Trying to have a somewhat sensible conversation with someone who’s snockered is pretty hard. People do get nervous at networking events, as they do on first dates. You’re meeting new people and trying to impress them with your wit, know-how, and charming personality—that calls for a drink.

But just one.

Networking events tend to attract a core group of people along with newcomers, so word spreads. Loosen up with one drink, but remember your purpose and be poised, mannerly, and engaging.

2. Never discredit anyone.

You’ve probably heard stories of people meeting the love of their life and wanting to be at least 15 feet away from them. Love blossoms in ways you wouldn’t expect, as do professional relationships. Just because someone’s in IT doesn’t mean they don’t know someone in PR. Connect with everyone.

3. Don’t talk about yourself—or your career—the entire time.

Have you ever gone out with someone who manages to tell you his (or her) whole life story in the span of a half-hour? It makes for a boring time.

When networking, ask questions. Show a real interest in each person you speak with. Don’t focus entirely on your career aspirations. People will remember you more if you add some life to the conversation. Ask whether they’re from Chicago. See if they’re Cub fans. Do they like cheese sandwiches? Remember, (appropriate) humor is almost always appreciated.

4. Make sure you let them know what you can do for them.

Minds out of the gutter, everyone.

You’re unlikely to go on a second date with someone if they don’t bring something to the table. Same goes for networking. You can’t expect someone to help you with your career if you’ve only asked and haven’t given anything.

Just because you’re a burgeoning whatever doesn’t mean you don’t have something to offer. If they’re also looking for work, offer to play matchmaker and let them connect with you on LinkedIn. They might remember you for helping them and introduce you to your future employer.

If you connect with someone who has a job, find out their interests. Do they love going out to new bars and restaurants in Chicago? Introduce them to your friend who started www.MyDrinkOn.com.

5. Listen.

I can tell when someone’s zoning out while I’m talking to them. It happens—but don’t be the person who does this at events. Listen to the people. Engage them in interesting conversations and, after meeting them, write down these three things on the business card they gave you:

• The name, date, and location of the networking event;
• How you can help them, and how they can help you;
• A fun tidbit (you both wish Chia pets would make a comeback) from your conversation with them.

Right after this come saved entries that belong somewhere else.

PR #2765, opened 2026-08-14
Sophiex/dev ssl diffusion/make write target optional

sophie-xhonneux:
## Description

Don't write the target to the zarrs and drop the target channels as soon as possible. From my and Claude's understanding of anemoi zarr reading, we still need the bulk dataread to get the geoinfos.

Note this is only useful once we have the evaluation package able to read the target zarrs from predictions alone.

## Issue Number

- [x] tested: train+ validation space JEPA
- [x] tested: train+ validation temporal JEPA
- [ ] tested: train+ validation diffusion
- [ ] tested: train+ validation forecasting

### DIFF
--- a/packages/common/src/weathergen/common/io.py
+++ b/packages/common/src/weathergen/common/io.py
@@ -597,6 +597,10 @@ class OutputBatchData:
     forecast_offset: int
     forecast_steps: list[int]
 
+    # if False, no target datasets are built/written (skip_target_values inference);
+    # self.targets then only provides row counts via targets_lens
+    write_targets: bool = True
+
     @functools.cached_property
     def samples(self):
         """Continous indices of all samples accross all batches."""
@@ -686,20 +690,26 @@ class OutputBatchData:
                 datapoints
             ]
 
-        assert len(data_coords.channels) == target_data.shape[1], (
-            "Number of channel names does not align with target data."
-        )
         assert len(data_coords.channels) == preds_data.shape[1], (
             "Number of channel names does not align with prediction data."
         )
 
-        target_dataset = OutputDataset(
-            "target",
-            key,
-            source_interval,
-            target_data,
-            **dataclasses.asdict(data_coords),
-        )
+        if self.write_targets:
+            assert len(data_coords.channels) == target_data.shape[1], (
+                "Number of channel names does not align with target data."
+            )
+            target_dataset = OutputDataset(
+                "target",
+                key,
+                source_interval,
+                target_data,
+                **dataclasses.asdict(data_coords),
+            )
+        else:
+            # target values were never read (skip_target_values); coords/times are
+            # still written as part of the prediction dataset
+            target_dataset = None
+
         prediction_dataset = OutputDataset(
             "prediction",
             key,
--- a/src/weathergen/datasets/data_reader_base.py
+++ b/src/weathergen/datasets/data_reader_base.py
@@ -389,7 +389,7 @@ class DataReaderBase(metaclass=ABCMeta):
 
         return rdata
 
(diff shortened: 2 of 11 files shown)


packages/common/src/weathergen/common/io.py
```diff
@@ -597,6 +597,10 @@ class OutputBatchData:
     forecast_offset: int
     forecast_steps: list[int]
 
+    # if False, no target datasets are built/written (skip_target_values inference);
+    # self.targets then only provides row counts via targets_lens
+    write_targets: bool = True
```
clessig, line 602: Can we put this under validation_config.output.write_targets

src/weathergen/datasets/data_reader_base.py
```diff
@@ -389,24 +389,44 @@ def get_source(self, idx: TIndex) -> ReaderData:
 
         return rdata
 
-    def get_target(self, idx: TIndex) -> ReaderData:
+    def get_target(self, idx: TIndex, coords_geoinfos_only: bool = False) -> ReaderData:
```
clessig, line 392: The flag is a bit misleading since coords, geoinfos, and time are provided. Maybe call is `no_data` or similar?

src/weathergen/datasets/data_reader_obs.py
```diff
@@ -299,3 +305,12 @@ def _get(self, idx: int, channels_idx: list[int]) -> ReaderData:
         check_reader_data(rdata, dtr)
 
         return rdata
+
+    @override
+    def _get_coords_geoinfos_only(self, idx: int, channels_idx: list[int]) -> ReaderData:
```
clessig, line 310: Why do we need the override here? Wouldn't the implementation in the base class work?

src/weathergen/datasets/multi_stream_data_sampler.py
```diff
@@ -50,11 +55,15 @@
 }
 
 
-def collect_datasources(stream_datasets: list, idx: int, type: str, rng) -> IOReaderData:
+def collect_datasources(
+    stream_datasets: list, idx: int, type: str, rng, coords_geoinfos_only: bool = False
```
clessig, line 59: Same about arg name as above

src/weathergen/datasets/multi_stream_data_sampler.py
```diff
@@ -137,6 +150,17 @@ def __init__(self, cf: Config, mode_cfg: dict, stage: Stage):
                 )
             self.teacher_time_offset = 0
 
+        # skip_target_values: inference-only; do not read/store target values for physically
+        # reconstructed streams, only coords/geoinfos/datetimes (data gets zero width)
+        self.skip_target_values = bool(mode_cfg.get("skip_target_values", False))
```
clessig, line 155: Why do you have a flag in `io.py` and a config argument? As above, the config argument should be `validation_config.output.write_targets`

clessig (commented):
I wouldn't merge right now. There are quite a few changes in places that also touch training. It would have to be tested properly with various configs, which is too big a distraction right now.

src/weathergen/datasets/data_reader_obs.py
sophie-xhonneux: I think it has to do with the fact that different readers have different capability to only get the geoinfos, e.g. in anemoi it isn't possible, you can only drop them at the end of the stack frame

src/weathergen/datasets/multi_stream_data_sampler.py
sophie-xhonneux: sure, idm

6. Always say, “thank you.”

If someone takes you on a nice date, etiquette suggests that you thank them. After a networking event, gather all the business cards you’ve received and email (or tweet, or connect with via LinkedIn—be sure to personalize your LinkedIn message) each and every person you met to thank them for taking the time to connect with you. Remind them who you are and where you met, and insert a fun tidbit from your conversation.

How do I know these techniques work?

Six months ago, I met an IT recruiter at a networking event that looked like a total bust in Wicker Park. He and I talked about my career goals, wine, and Chicago. I sent him an email thanking him for his time, and he connected me with a woman in PR, who invited me to a brunch where I met @StaciTara, who invited me to a Ragan Communications networking event at The Playground.

There, I met @iquotesometimes and @RaganReporter, who suggested I apply for a position at Ragan. Shortly after, @StaciTara was hired at Ragan. Between @iquotesometimes, @raganreporter, and @StaciTara, I built a network that led me to a brunch with the CEO, who is now my boss.

It wouldn’t have happened if I hadn’t reached out to the IT recruiter at a seemingly hopeless networking event in Wicker Park.

Don’t worry, I thanked him, too.

Samantha Hosenkamp is Ragan Communication’s social media editor.